While the beaches at Mui Ne are the nicest I've seen in Vietnam to date, it seems that something got messed up when they were building all the hotels on the strip. It seems as if a lot of the buildings were built too close to the water or something, an effect the Lonely Planet guide attributed to beach erosion. The Mui Ne "strip" is essentially divided into two distinct parts, one with the sandy beaches, and the one with the concrete. The eastern part is where the less expensive hotels are, but they are all raised on concrete slabs. This creates this kind of concrete wall along the beach, and in many cases, this wall is sloped to give it the impression of a seamless continuation into the sand. At low tide, there is actually a narrow bit of sand between this concrete and the water, which you walk down and hang out. But at hight tide, the water comes up to the wall, up to a couple feet. There is a clear border between this area, and the western end of the strip, where apperently the more expensive hotels can afford to pay for beach restoration. Here, during low tide, the beaches are much wider, and presumably are still sandy at high tide, since the hotels are not raised, and there are no concrete walls.

At night, I ventured out to Joe's Cafe, which advertised live music. The place was really cool, and it seemed to be owned by this European guy who was helping his staff. The live music was a Vietnamese guy in a fedora and acoustic guitar doing old Western pop songs.
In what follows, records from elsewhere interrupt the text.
PR #830, opened 2024-01-02
Use `sync_module_states: True` when using HSDP

abhi-mosaic:
If a user is training from scratch with one of the HSDP hybrid sharding strategies, they must use `sync_module_states: True` otherwise the different data replicas will start with different randomly initialized weights.


mvpatel2000 (approved):
Great catch :)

I had lunch there the next day, which was really good too. That night, I had to stick to two beers at Joe's, since I had to ride my motorbike home. After that, I got to my hotel, parked my bike, and walked to Pogo, a nearby bar. Not as atmospheric, but definitely more boistrous, I endxed up meeting a bunch of people there. I first talked to this guy Jeremy from just outside Oakland, who helped set up a neurology clinic in Cambodia, and is now travelling with some Canadian girl he met out there. I met a Russian dude I think named Dziejnev, who has been travelling from Moscow by land, just looking for stuff to do. He had a travel buddy with him too, this guy Thomas, from Paris.

Later, I met this guy Mike from Montana, who has been teaching English abroad in various countries for the past five years. He had just met these three random people travelling together, and we all ended up hanging out. There was this German girl whose name I forgot, this seriously Shane McGowan-looking Irish guy named Ian, and this cute Australian girl named Julie. We played a little pool and talked a lot, and me, Mike and Julie even tried to go for a late night swim in the ocean at my hotel, but it was kinda ruinded by Ian who was absolutely hammered, yet insisted he come along. At my hotel, since it was high tide, beach access consisted stairs that went down from Hotel essentially straight into several feet of ocean water, and the idea was, we'd just swim from there. No way in hell Ian was going into that and coming back alive, so Julie said she had to take him home, and the whole thing fizzled. Looking back, this may have been a good thing, since we were all a little drunk too.

Next morning, I got up early and walked from my hotel along the beach. I walked to the nicer western part about two miles away. Had to haul ass back, as tide was coming up, didn't want to have to swim back. After that, I took my motorbike out for a ride, driving along the ocean. I was much more confident on it today, letting me enjoy the ride. After checking out of my hotel, I boarded a sleeper bus, and will get to Saigon hopefully soon.